The Book of the Week is “The Last Resort: A Memoir of Zimbabwe” by Douglas Rogers, published in 2010. The author of this extremely suspenseful ebook describes how his landowner-parents fared in the years after the spring of 2000, when Zimbabwean dictator Robert Mugabe ordered that land owned by light-skinned people be taken over by dark-skinned. The author’s family was light-skinned.
This is a lurid story of how the use of three major instruments of power– lawyers, guns and money– did not necessarily play as important a role in his parents’ fate as their history, the relationships they formed and actions they took.
Rogers was a travel writer who had moved out of the country long before. His parents had stayed to defend their property in Mutare, (about 180 miles from Harare) on which, because it was land unsuitable for farming, in 1992 they had built a resort that originally hosted young backpackers in its chalets.

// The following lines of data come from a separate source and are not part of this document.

PR #377, opened 2018-04-27
changed accounts graphs to highcharts

Helen-Yang:
Changed stats/accounts graphs from matplotlib to highcharts

accountgraphs

### DIFF
--- a/ocfweb/stats/accounts.py
+++ b/ocfweb/stats/accounts.py
@@ -1,25 +1,38 @@
+import time
 from collections import defaultdict
 from datetime import date
 from datetime import timedelta
 
-from django.http import HttpResponse
 from django.shortcuts import render
-from matplotlib.dates import DateFormatter
-from matplotlib.figure import Figure
 from ocflib.infra.ldap import ldap_ocf
 from ocflib.infra.ldap import OCF_LDAP_PEOPLE
 
 from ocfweb.caching import cache
-from ocfweb.caching import periodic
-from ocfweb.component.graph import plot_to_image_bytes
 
 
 def stats_accounts(request):
+    account_data = _get_account_stats()
     return render(
         request,
         'stats/accounts.html',
         {
             'title': 'Account Statistics',
+            'total': [
+                {
+                    'name': 'Accounts',
+                    'showInLegend': False,
+                    'animation': False,
+                    'data': account_data['cumulative_accounts'],
+                },
+            ],
+            'group': [
+                {
+                    'name': 'Group Accounts',
+                    'showInLegend': False,
+                    'animation': False,
+                    'data': account_data['cumulative_group_accounts'],
+                },
+            ],
         },
     )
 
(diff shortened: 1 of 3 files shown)


ocfweb/stats/accounts.py
```diff
@@ -32,7 +46,7 @@ def _get_account_stats():
 
     # Some accounts don't have creation times, so we assume that as UIDs
     # increase, so does time. We use this assumption to fill in the gaps.
-    start_date = date(1989, 1, 1)
+    start_date = date(1995, 8, 21)
```
abizer: what's the reasoning behind changing this date?

ocfweb/stats/accounts.py
```diff
@@ -66,63 +80,8 @@ def _get_account_stats():
         cumulative_group_accounts.append(group_total)
 
         cur += one_day
-
+    dates = [time.mktime(d.timetuple())*1000 for d in dates]
```
abizer: where does the 1000 come from? Is there a better way to implement this, such as inside the loop where `dates` is populated to begin with?

ocfweb/stats/accounts.py
Helen-Yang: The data was all zeroes before that time so I changed it to make the graph look better visually.

ocfweb/stats/accounts.py
Helen-Yang: Highcharts wants time in milliseconds. It's inside the loop now.

ocfweb/stats/templates/stats/accounts.html
```diff
@@ -1,14 +1,94 @@
...
     <div class="ocf-content-block">
         {% stats_navbar %}
-        <p>
-            <img class="img-responsive" src="{% url 'cumulative_accounts_graph' %}" />
-        </p>
-        <p>
-            <img class="img-responsive" src="{% url 'cumulative_group_accounts_graph' %}" />
-        </p>
+    <div id="total"></div>
+    <div id="group"></div>
```
jvperrin: I think indenting these to match the other content in the `div` would make sense:

```
<div class="ocf-content-block">
    {% stats_navbar %}
    <div id="total"></div>
    <div id="group"></div>
</div>
```

ocfweb/stats/templates/stats/accounts.html
```diff
@@ -1,14 +1,94 @@
...
+
+{% block inline_js %}
+    <script src="https://code.highcharts.com/5.0.7/highcharts.js"></script>
+    <script>
+        $(document).ready(function () {
+            Highcharts.setOptions({
+                global: {
+                    useUTC: false
+                }
+            });
```
jvperrin: I think having a more standardized template for this instead of duplicating the same first part across multiple pages (like in the pages printed template I've linked below) would be good, but that's maybe more of an enhancement after this PR's changes. If you'd like to do it then I think that would make this a bit cleaner though:

https://github.com/ocf/ocfweb/blob/96216ddd76631356d9057fd54169d463941c80a5/ocfweb/stats/templates/stats/printing/pages-printed.html#L30-L74

ocfweb/stats/templates/stats/accounts.html
Helen-Yang: Fixed this, consolidated the highcharts options for the 2 graphs, and replaced time on the tooltips with years. I think it looks fine on mobile.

Read the book to learn about:
a) the irreverent goings-on and clientele at the resort through the years,
b) how his father fared in attempting to deal with the lawless, bureaucratic Zimbabwean government, and
c) whether the author’s parents’ dealings with various people– pro-Mugabe (officials, thugs who perpetrated violence against whites, and those who had the government’s permission to move onto the property of the light-skinned) and anti-Mugabe (activists and fighters)– allowed them to survive.